駅から再開発エリアへのアクセスも、駅前の大通りを一直線に進むだけ。途中、山坂道もない。駅前と大通り沿いの商店に賑わいがないのが気になるが、自動車を持たない高齢者や子供たちでも、生活に不便することのない絶好の立地だ。
マンションの長い歴史のなかで、まず「外し」がないのが、商業施設隣接のマンションである。その意味で、この敷地を得た時点で、成功は8割方保証されたも同然である。
公園との融和図ったランドプラン 充実の共用施設
では、商品企画はどうか?
まず、ランドプランがいい。総合設計制度により建物高さを引き上げている分、大規模な公開空地ができた。その空地を、敷地東側の中央公園側に集中。既存樹であるサクラを保存すると同時に植栽を施し、ウッドデッキなども整備した「ステップガーデン」「シーズンアベニュー」とした。これにより、建物東側一帯を中央公園の緑と一体となった開放的な空間として演出している。
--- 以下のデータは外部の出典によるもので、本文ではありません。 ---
PR #267, opened 2021-09-02
parsing and displaying ansible fail message

iv1111:


iv1111:
Related issue was detected and solved my MIQ team: https://github.com/ManageIQ/manageiq/issues/21411

iv1111:
two more areas left for status propagation: python OVA image upload script and post ansible-playbook code (image transfer, cleanup code, etc)

app/models/manageiq/providers/ibm_cloud/power_virtual_servers/cloud_manager/image_import_workflow.rb
```diff
@@ -20,87 +51,119 @@ def post_execute
...
     ems = ExtManagementSystem.find(options[:ems_id])
 
     msg    = nil
     status = nil
     signal = nil
+    max_retries = 16
 
     ems.with_provider_connection(:service => 'PCloudTasksApi') do |api|
       response = api.pcloud_tasks_get(context[:task_id])
+      raise MiqException, 'HTTP response object is malformed, remote API error' if response&.status.nil?
```
agrare, line 89: This seems like an odd thing to handle unless you actually hit it, when would the API call not return _any_ http status?

app/models/manageiq/providers/ibm_cloud/power_virtual_servers/cloud_manager/image_import_workflow.rb
```diff
@@ -20,87 +51,119 @@ def post_execute
...
+                     JSON.parse(e.response_body)["description"] if e.response_body
+                   end
+                 end
+
+      messsage ||= e.message
+
+      retr = context[:retry].to_i
+      if retr < max_retries
+        msg = "failed to retrieve status for a cloud-task: '#{trunc_err_msg(messsage)}'; try number: #{retr + 1} of #{max_retries}"
+        signal = :post_execute_poll
```
agrare, line 121: If you're going to loop on a retry you probably want to add a queue delay so it doesn't just spin, e.g. add `:deliver_on => Time.now.utc + 1.minute` to the `queue_signal` method opts

app/models/manageiq/providers/ibm_cloud/power_virtual_servers/cloud_manager/image_import_workflow.rb
```diff
@@ -20,87 +51,119 @@ def post_execute
...
     end
 
+    set_status(msg, status)
     queue_signal(signal, msg, status)
   end
 
   def post_poll_cleanup
     ems = ExtManagementSystem.find(options[:ems_id])
-    ems.remove_import_auth(options[:import_creds_id])
+    ems&.remove_import_auth(options[:import_creds_id])
```
agrare, line 139: `.find(id)` will raise a `RecordNotFound` exception if the record cannot be found so you don't have to worry about `nil` being returned.  That's if you use `.find_by(:id => id)`

app/models/manageiq/providers/ibm_cloud/power_virtual_servers/cloud_manager/image_import_workflow.rb
```diff
@@ -20,87 +51,119 @@ def post_execute
...
 
     return if options[:keep_ova] == true
+
     cos = ExtManagementSystem.find(options[:cos_id])
-    cos.remove_object(options[:bucket_name], options[:session_id] + '.ova')
+
+    begin
+      cos&.remove_object(options[:bucket_name], "#{options[:session_id]}.ova")
```
agrare, line 146: Same comment here

app/models/manageiq/providers/ibm_cloud/power_virtual_servers/cloud_manager/image_import_workflow.rb
iv1111: Since we don't control the remote site and can't be completely sure if the response is well formed I though to guard against nullptr here. However, this is probably a job a response validator from the SDK client gem. I will remove.

app/models/manageiq/providers/ibm_cloud/power_virtual_servers/cloud_manager/image_import_workflow.rb
```diff
@@ -20,87 +51,119 @@ def post_execute
...
+        msg = "importing image into image registry has failed with an error: '#{trunc_err_msg(response.status)}'"
+        signal = :abort
+        status = 'error'
+        _log.error(response.status)
+      else
+        raise MiqException, "unexpected status - '#{response.status}'"
+      end
+    rescue => e
+      messsage = if e.kind_of?(IbmCloudPower::ApiError)
+                   suppress(StandardError) do
```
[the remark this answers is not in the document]
iv1111: If it's an error coming from the API the idea is to try parse the error description as a JSON object locating the description field containing short error summary and if it's not possible then just output the message as is. So there is no more logic in that block other than trying to parse a JSON object.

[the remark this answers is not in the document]
iv1111: I will move the API error parsing logic to a separate method, should be a bit cleaner this way.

また、居住者が使うメイン・サブエントランスは、ともに南側に設置。敷地中央の駐車場への入口は北側とし、さらに再開発施設へはペデストリアンデッキを介する動線とし、歩車分離を実現している。
販売価格を抑えるしわ寄せから、ここにきてマンションの共用施設は貧弱になりつつあるが、同マンションはスケールメリットを生かし、共用施設を充実させている。
スパを備えた、まるで都心の高級ホテルのようなゲストルームが2室に、オープンテラスと一体となったライブラリーカフェ、キッズルーム、フィットネスルーム、キッチンスタジオ、シアタールーム、ミュージックスタジオなど。いずれも、アーバンリゾート風の落ち着いたデザインでまとめられている。
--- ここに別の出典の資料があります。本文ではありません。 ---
PR #432, opened 2022-11-08
Check for SAP profiles during inventory collection 

alizapeikes:
Right now the inventory parser for powerVS vm's always uses system_type in order to update flavor, and does not distinguish between regular and SAP profiles.

PR #433, opened 2022-11-08
Remove VM resize support for SAP

alizapeikes:
Removing resize support for VM's with SAP Profile as the SAP resize options are different than regular PowerVS vm resize options.
Eventually we would want to create a special SAP form/special SAP options and support SAP resize.
Depends on #432

### DIFF
--- a/app/models/manageiq/providers/ibm_cloud/power_virtual_servers/cloud_manager/vm.rb
+++ b/app/models/manageiq/providers/ibm_cloud/power_virtual_servers/cloud_manager/vm.rb
@@ -42,6 +42,7 @@ class ManageIQ::Providers::IbmCloud::PowerVirtualServers::CloudManager::Vm < Man
   supports :resize do
     unsupported_reason_add(:resize, _('The VM is not powered off')) unless current_state == "off"
     unsupported_reason_add(:resize, _('The VM is not connected to a provider')) unless ext_management_system
+    unsupported_reason_add(:resize, _('SAP VM resize not supported')) if flavor.kind_of?(ManageIQ::Providers::IbmCloud::PowerVirtualServers::CloudManager::SAPProfile)
   end
 
   def cloud_instance_id


app/models/manageiq/providers/ibm_cloud/power_virtual_servers/cloud_manager/vm.rb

共用施設の運営、コンシェルジュカウンターを通じた居住者向けサービスの提供などは、高級リゾートのオペレーションで実績のある「二期リゾート」に委託。高いホスピタリティを実現するほか、マンション内イベントの開催など、居住者同士のコミュニティ形成についてもサポートを行なっていく。
事前反響だけで150戸を売り切る
建物外観は、日本独自の様式美である「市松模様」をアクセントとしているが、アクセントガラスの色彩を変えている。東側は中央公園との一体性を考えてグリーン、南側は陽光とのコントラストを考えブラウンに、商業施設と隣接する西側はピンクといった具合だ。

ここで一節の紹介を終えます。